Looking to find your own relatives? Start with a good basic book on genealogy research, say most researchers. A number are available at local libraries, including:

"The Handybook for Genealogists: United States of America" by George B. Everton, editor, 10th edition (Everton Publishers, 2002, $59.95 hardcover)
"Organizing Your Family History Search: Efficient & Effective Ways to Gather and Protect Your Genealogical Research" by Sharon DeBartolo Carmack (F&W; Publications, Inc., 1999, $17.99 paper)
"Ancestry's Red Book: American State, County and Town Sources" by Alice Eichholz, editor, and William Dollarhide (MyFamily.com, Inc., 1992, $49.95 hardcover)

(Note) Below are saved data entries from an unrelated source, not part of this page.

PR #869, opened 2021-05-15
Fix: sources/1stkissnovel.py

mchubby:
Based on fix for source/noveltranslate.py. Adds search.


mchubby:
I copied them dumbly but I think the re and urllib imports are not required

mchubby:
@SirGryphin If the PR is okay with you, the readme can mark this source as searchable.

SirGryphin:
@mchubby thanks for fixing search, also the readme already has it marked as "searchable". The only thing you can do is update the readme.

**From this:**
`| https://1stkissnovel.love                    |     ✔      |           |      @SirGryphin      |`

**To this:**
`| https://1stkissnovel.love                    |     ✔      |           |@mchubby, @SirGryphin|`

mchubby:
It's fine; I don't really mind not being listed as one of the maintainers :)
The source being very similar to other ones based on the same plugin like skynovel etc., it should be relatively easy to fix should it break.

lncrawl/sources/1stkissnovel.py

From there, you'll want to interview your relatives. Pedigree charts and questionnaire forms are available from a number of online sites, including the Church of Jesus Christ of Latter-day Saints' familysearch.org, which also provides Personal Ancestral File (PAF) software for free.
Most genealogy libraries publish their own guides, which are made available to researchers for free or a nominal fee. Their catalogs are often online, even though their collections may not be.
U.S. National Archives: 700 Pennsylvania Ave. NW. 8:45 a.m. to 5 p.m. Monday, Wednesday; 8:45 a.m. to 9 p.m. Tuesday, Thursday, Friday; 8:45 a.m. to 4:45 p.m. Saturday. 202/501-5400. See archives.gov/research_room/ genealogy /index.html.
Library of Congress: Thomas Jefferson Building, 101 Independence Ave. SE, Room LJ G42. 8:30 a.m. to 9:30 p.m. Monday, Wednesday, Thursday; 8:30 a.m. to 5 p.m. Tuesday, Friday, Saturday. See lcweb.loc.gov/rr/genealogy/.
The Library of Congress also provides access to a number of subscription genealogical databases, such as AncestryPlus or Heritage Quest. Its American Memory site (memory.loc.gov) provides documents and images related to local history. The library's catalog is also online.
Daughters of the American Revolution: 1776 D Street, NW. Library open 8:30 a.m. to 4 p.m. Monday through Friday, 9 a.m. to 5 p.m. Saturday. 202/879-3229. DAR online catalog is available at dar.org/library/onlinlib.html.
Church of Jesus Christ of Latter-day Saints Family History Library: 10000 Stoneybrook Drive, Kensington. 9 a.m. to 5 p.m. Monday through Saturday; extended hours 7 p.m. to 10 p.m. Tuesday and Thursday. 301/587-0042
In addition to the resources already described and a number of databases related to genealogy in Western Europe, the Family History Library offers computer access to the records of the Freedman's Bank, a savings and trust chartered by Congress in 1865 to benefit ex-slaves. The Freedman's Bank Records is a searchable database, compiled as a community service project by prisoners at the Utah State Penitentiary, that documents several generations of black Americans immediately following the Civil War. The records of the Freedman's Bank can also be purchased by calling 800/537-5971.

Don't forget county courthouse records, which include vital information about births and deaths, marriages, probate, and tax records.
Cemetery records can also be helpful. If you think you have a relative buried in Congressional Cemetery, go to congressionalcemetery.org for links to obituaries, newspaper files, and death certificates.
General Web sites can also help guide the search. They include: cyndislist.com, rootsweb.com, usgenweb.com, genealogytbox.com, ancestry.com, familytreemaker.com, geneaolgy.com, afrigeneas.com, ellisisland.org, archives.gov, loc.gov.